Pytanie konkursowe jest dość złożone i brzmi:

Jak tytuł nosi ostatnia płyta zespołu Miłość?
Na tej płycie znajduje się utwór kultowego jazzowego muzyka nagrany przez Miłość w wersji... reggae. Jak się nazywa kompozytor i jaki jest tytuł tego utworu.

 

Na odpowiedzi czekamy do jutra (czwartek) do godz. 12.00 pod adresem: jazzarium@jazzarium.pl. Maile prosimy tytułować: KONKURS. ADHD.

 

Autobiografia to nie do końca trafne określenie; książka Rafała i moja jest w istocie rzeczy bardzo obszernym wywiadem, który powstawał w ciągu kilkunastu miesięcy dociekliwych i merytorycznych przepytywań. W naszych konwersacjach, które zazwyczaj przybierały formę bolesnego monologu (...). Rozdziały naszej książki dotyczą istotnych okresów mojego życia. Są tu rozdziały o Totarcie, o odejściu Zbyszka Sajnoga do sekty Niebo, są rozdziały o yassie, Miłości, Kurach, pracy przy filmach „Wesele“ i „Polskie Gówno“. Moje życie to miłości, oczarowania, fascynacje, spotkania i okresy intensywnej współpracy z niesamowitymi ludźmi, którym postanowiłem poświęcić parę słów, czasem nawet więcej. Sajnóg, Końjo, Trzaska, Gwincinski, Mazzoll, Możdżer, Olter, Bowie, Brylewski, Janerka, Smarzowski; moje inspirujące i obfitujące w naturalne wzloty i upadki związki z kobietami, które opisuję raczej dyskretnie, bez tabloidalnych szczegółów.
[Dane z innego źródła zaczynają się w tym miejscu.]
PR #1351, opened 2026-03-01
Add `WalStoreReconfigurationError` check in DbReaderBuilder

### LINKED ISSUE #1322: Support `wal_object_store` for `DbReader`
While reviewing #1308, I noticed that `DbReader` doesn't appear to support DBs that use a `wal_object_store` that's different from the main object store. We should allow `DbReader`s to be used with such databases.

Add a `wal_object_store` to the `DbReaderBuilder` struct and a `with_wal_object_store` function. Use an `ObjectStores` to get the right object store in `DbReader`, and update the builder to instantiate accordingly.

None.

**Additional context**
We'll also need to do the URI validation as `DbBuilder` does:

```rs
if let Some(latest_manifest) = &latest_manifest {
    if latest_manifest.db_state().wal_object_store_uri != wal_object_store_uri {
        return Err(SlateDBError::WalStoreReconfigurationError.into());
    }
}
```

See `builder.rs` for the complete code.

criccomini:
## Summary

Adds same logic as `DbBuilder` to `DbReaderBuilder` for WAL URI verification.

Fixes #1322

### DIFF
--- a/slatedb/src/db/builder.rs
+++ b/slatedb/src/db/builder.rs
@@ -1146,6 +1146,8 @@ impl<P: Into<Path>> DbReaderBuilder<P> {
     /// Builds and returns a DbReader instance.
     pub async fn build(self) -> Result<DbReader, crate::Error> {
         let path = self.path.into();
+        // TODO: proper URI generation, for now it works just as a flag
+        let wal_object_store_uri = self.wal_object_store.as_ref().map(|_| String::new());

A jednak nie obędzie się bez poważnych obnażeń, wiwisekcji, trangresji i kontrowersyjnych opinii, które zdarza mi się wygłaszać na temat polityków czy kolegów z branży. (...) Myślę, że „AD/HD“ zachowuje zasadę buddyjskiej Drogi Środka: tam, gdzie czułem, że mam do wypowiedzenia jakąś opinię, wyrażałem ją bez specjalnego owijania w bawełnę.